From April 1, 2016, till September 30, 2019, there was a Marginal Cost of Fund Based Lending (MCLR) system to calculate the interest rates of loans. However, the MCLR system, an internal benchmark system, did not transmit benefits to the borrowers when the RBI lowered the repo rate. Therefore, w.e.f. October 1, 2019 the banks were obliged to benchmark their floating rate to some external benchmark like repo rate for retail loans, personal loans, and loans to MSMEs. The same is not the case for NBFC-MFIs, and the Document recommends that it should not be implemented for NBFC-MFIs in the future too. It is a common belief that freedom has to be given to the banks to set their own rates to recoup their costs. This assumes importance for the NBFC-MFIs as they are generally not allowed to take deposits, and therefore to advance loans, they largely depend on funding by the banks. Further, NBFC-MFIs have higher operating costs due to locational spread, quality of human capital etc. Therefore, due to the peculiar cost structure for NBFC-MFIs, it is prudent, as suggested by the Document, that Board approved policy should be there for deciding the interest rate and there should be no capping of interest rates.

Interest Rate Ceiling

The Document has suggested that there should not be any interest rate ceiling for NBFC-MFIs, which is a departure from the earlier practice. Applying ceilings for interest rates had a host of consequences that would not have been healthy for the growth of the MFI sector. It is a step in the correct direction that the interest rate ceilings have been recommended to be abolished. Some of the problems associated with interest ceilings are discussed below.

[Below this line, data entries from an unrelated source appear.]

PR #1140, opened 2022-07-11
Improve names for Rest Clients in security-openid-connect-client-quickstart

albers:
I and a collegue of mine found in unnecessarily hard to understand the security-openid-connect-client-quickstart.

This was caused by confusing class and field names.

### About the example

The `FrontendResource` uses two MP REST clients in order to access the `ProtectedResource`.
The  only relevant difference between the two REST clients is that they use different `ClientRequestFilter`s: one uses the _OpenID Connect Client Reactive Filter_ and the other uses the _OpenID Connect Token Propagation Reactive Filter_.

### What confused me

The two REST client interfaces used in `FrontendResource` are called `ProtectedResourceOidcClientFilter` and `ProtectedResourceTokenPropagationFilter`. 
In the context of an example on how to use two quarkus-supplied `ClientRequestFilter`s, these names cause confusion.
It requires mental mapping to understand that the two `*Filter` classes are not filters but REST clients (that use Filters).

### Suggestion

This PR renames the classes, giving them names that communicate the intent of the example more clearly.

### Follow-up

I will create a follow-up PR in the Quarkus repo to update the [guide](https://quarkus.io/guides/security-openid-connect-client) accordingly once this PR is merged.

### DIFF
--- a/security-openid-connect-client-quickstart/src/main/java/org/acme/security/openid/connect/client/FrontendResource.java
+++ b/security-openid-connect-client-quickstart/src/main/java/org/acme/security/openid/connect/client/FrontendResource.java
@@ -13,37 +13,37 @@ import io.smallrye.mutiny.Uni;
 public class FrontendResource {
     @Inject
     @RestClient
-    ProtectedResourceOidcClientFilter protectedResourceOidcClientFilter;
+    RestClientWithOidcClientFilter restClientWithOidcClientFilter;
 
     @Inject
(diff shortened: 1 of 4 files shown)


rsvoboda (approved):

gsmet:
Thanks!

albers:
Corresponding PR for the guide changes: https://github.com/quarkusio/quarkus/pull/28382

First, the NBFC-MFIs can increase non-interest charges to recoup their costs. This will reduce transparency and make it more difficult for the small borrowers to avail loans who already have less financial awareness. Second, NBFC-MFIs may also reduce credit extensions to high-risk borrowers i.e., small borrowers, as low-interest rates would restrict them in advancing risky loans. Third, the microfinance lenders generally expand the customer segment by the profits; therefore, low interest rate may cause reduced lending due to decreased profits. A natural way to bring down the interest rates of the NBFC-MFIs would be to increase competition by opening new branches.


The Document includes necessary changes; however, there is an urgent need to consolidate credit profiles by reinforcing credit bureaus and making them readily available to lenders for assessment policies to function. Further, deepening the reach of financial literacy programs will instill financial discipline and save unnecessary costs for micro-lenders. The Document is an essential step by the RBI, and rather anticipatory.